(INSTRUCTIONS FOR THE TASK) The answer must be an exact transcription of all the records below.

■ ■ ■

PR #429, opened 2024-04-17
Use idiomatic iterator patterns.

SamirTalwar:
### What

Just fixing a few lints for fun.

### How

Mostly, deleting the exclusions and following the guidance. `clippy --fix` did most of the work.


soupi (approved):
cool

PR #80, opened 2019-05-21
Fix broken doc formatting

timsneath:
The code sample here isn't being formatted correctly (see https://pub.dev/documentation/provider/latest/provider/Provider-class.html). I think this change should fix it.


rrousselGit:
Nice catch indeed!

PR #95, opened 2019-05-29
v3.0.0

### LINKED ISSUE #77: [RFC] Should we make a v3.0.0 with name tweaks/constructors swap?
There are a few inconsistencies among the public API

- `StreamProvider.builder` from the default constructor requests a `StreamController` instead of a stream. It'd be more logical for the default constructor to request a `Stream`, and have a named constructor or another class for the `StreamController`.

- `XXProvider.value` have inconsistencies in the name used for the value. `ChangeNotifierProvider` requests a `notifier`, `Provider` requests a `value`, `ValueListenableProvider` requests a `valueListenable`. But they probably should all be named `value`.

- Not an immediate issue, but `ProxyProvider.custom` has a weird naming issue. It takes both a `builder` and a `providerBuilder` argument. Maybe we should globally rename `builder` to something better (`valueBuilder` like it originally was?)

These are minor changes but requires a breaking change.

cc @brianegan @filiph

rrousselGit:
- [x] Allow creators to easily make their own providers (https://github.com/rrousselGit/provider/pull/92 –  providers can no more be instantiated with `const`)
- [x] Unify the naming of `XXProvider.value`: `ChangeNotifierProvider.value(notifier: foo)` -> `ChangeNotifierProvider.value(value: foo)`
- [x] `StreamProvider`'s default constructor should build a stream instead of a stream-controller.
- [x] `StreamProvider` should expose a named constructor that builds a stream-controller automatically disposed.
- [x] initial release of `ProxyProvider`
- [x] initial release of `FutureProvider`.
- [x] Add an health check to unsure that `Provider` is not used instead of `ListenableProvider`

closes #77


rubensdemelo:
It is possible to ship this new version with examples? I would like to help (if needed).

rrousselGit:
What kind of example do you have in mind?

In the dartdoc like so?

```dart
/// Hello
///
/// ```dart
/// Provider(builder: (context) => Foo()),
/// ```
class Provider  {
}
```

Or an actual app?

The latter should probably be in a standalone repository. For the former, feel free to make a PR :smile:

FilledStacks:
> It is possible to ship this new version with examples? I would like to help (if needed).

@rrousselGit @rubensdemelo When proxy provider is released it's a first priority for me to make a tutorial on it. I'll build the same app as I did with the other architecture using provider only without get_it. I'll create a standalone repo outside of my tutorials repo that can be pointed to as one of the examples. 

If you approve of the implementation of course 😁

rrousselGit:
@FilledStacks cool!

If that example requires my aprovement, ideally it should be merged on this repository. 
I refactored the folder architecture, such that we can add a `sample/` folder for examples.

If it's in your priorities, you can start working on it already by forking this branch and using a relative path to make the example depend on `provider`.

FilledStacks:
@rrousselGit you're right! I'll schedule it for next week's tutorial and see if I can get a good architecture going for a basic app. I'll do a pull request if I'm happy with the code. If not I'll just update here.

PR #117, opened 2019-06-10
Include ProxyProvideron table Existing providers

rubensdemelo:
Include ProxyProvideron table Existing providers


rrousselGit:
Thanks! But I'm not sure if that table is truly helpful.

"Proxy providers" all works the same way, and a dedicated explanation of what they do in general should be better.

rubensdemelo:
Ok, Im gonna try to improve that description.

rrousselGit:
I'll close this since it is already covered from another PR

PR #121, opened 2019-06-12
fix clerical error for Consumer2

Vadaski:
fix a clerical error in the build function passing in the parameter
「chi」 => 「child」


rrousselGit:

■ ■ ■

(TASK OUTPUT)
PR #429, opened 2024-04-17
Use idiomatic iterator patterns.

SamirTalwar:
### What

Just fixing a few lints for fun.

### How

Mostly, deleting the exclusions and following the guidance. `clippy --fix` did most of the work.


soupi (approved):
cool

PR #80, opened 2019-05-21
Fix broken doc formatting

timsneath:
The code sample here isn't being formatted correctly (see https://pub.dev/documentation/provider/latest/provider/Provider-class.html). I think this change should fix it.


rrousselGit:
Nice catch indeed!

PR #95, opened 2019-05-29
v3.0.0

### LINKED ISSUE #77: [RFC] Should we make a v3.0.0 with name tweaks/constructors swap?
There are a few inconsistencies among the public API

- `StreamProvider.builder` from the default constructor requests a `StreamController` instead of a stream. It'd be more logical for the default constructor to request a `Stream`, and have a named constructor or another class for the `StreamController`.

- `XXProvider.value` have inconsistencies in the name used for the value. `ChangeNotifierProvider` requests a `notifier`, `Provider` requests a `value`, `ValueListenableProvider` requests a `valueListenable`. But they probably should all be named `value`.

- Not an immediate issue, but `ProxyProvider.custom` has a weird naming issue. It takes both a `builder` and a `providerBuilder` argument. Maybe we should globally rename `builder` to something better (`valueBuilder` like it originally was?)

These are minor changes but requires a breaking change.

cc @brianegan @filiph

rrousselGit:
- [x] Allow creators to easily make their own providers (https://github.com/rrousselGit/provider/pull/92 –  providers can no more be instantiated with `const`)
- [x] Unify the naming of `XXProvider.value`: `ChangeNotifierProvider.value(notifier: foo)` -> `ChangeNotifierProvider.value(value: foo)`
- [x] `StreamProvider`'s default constructor should build a stream instead of a stream-controller.
- [x] `StreamProvider` should expose a named constructor that builds a stream-controller automatically disposed.
- [x] initial release of `ProxyProvider`
- [x] initial release of `FutureProvider`.
- [x] Add an health check to unsure that `Provider` is not used instead of `ListenableProvider`

closes #77


rubensdemelo:
It is possible to ship this new version with examples? I would like to help (if needed).

rrousselGit:
What kind of example do you have in mind?

In the dartdoc like so?

```dart
/// Hello
///
/// ```dart
/// Provider(builder: (context) => Foo()),
/// ```
class Provider  {
}
```

Or an actual app?

The latter should probably be in a standalone repository. For the former, feel free to make a PR :smile:

FilledStacks:
> It is possible to ship this new version with examples? I would like to help (if needed).

@rrousselGit @rubensdemelo When proxy provider is released it's a first priority for me to make a tutorial on it. I'll build the same app as I did with the other architecture using provider only without get_it. I'll create a standalone repo outside of my tutorials repo that can be pointed to as one of the examples. 

If you approve of the implementation of course 😁

rrousselGit:
@FilledStacks cool!

If that example requires my aprovement, ideally it should be merged on this repository. 
I refactored the folder architecture, such that we can add a `sample/` folder for examples.

If it's in your priorities, you can start working on it already by forking this branch and using a relative path to make the example depend on `provider`.

FilledStacks:
@rrousselGit you're right! I'll schedule it for next week's tutorial and see if I can get a good architecture going for a basic app. I'll do a pull request if I'm happy with the code. If not I'll just update here.

PR #117, opened 2019-06-10
Include ProxyProvideron table Existing providers

rubensdemelo:
Include ProxyProvideron table Existing providers


rrousselGit:
Thanks! But I'm not sure if that table is truly helpful.

"Proxy providers" all works the same way, and a dedicated explanation of what they do in general should be better.

rubensdemelo:
Ok, Im gonna try to improve that description.

rrousselGit:
I'll close this since it is already covered from another PR

PR #121, opened 2019-06-12
fix clerical error for Consumer2

Vadaski:
fix a clerical error in the build function passing in the parameter
「chi」 => 「child」


rrousselGit:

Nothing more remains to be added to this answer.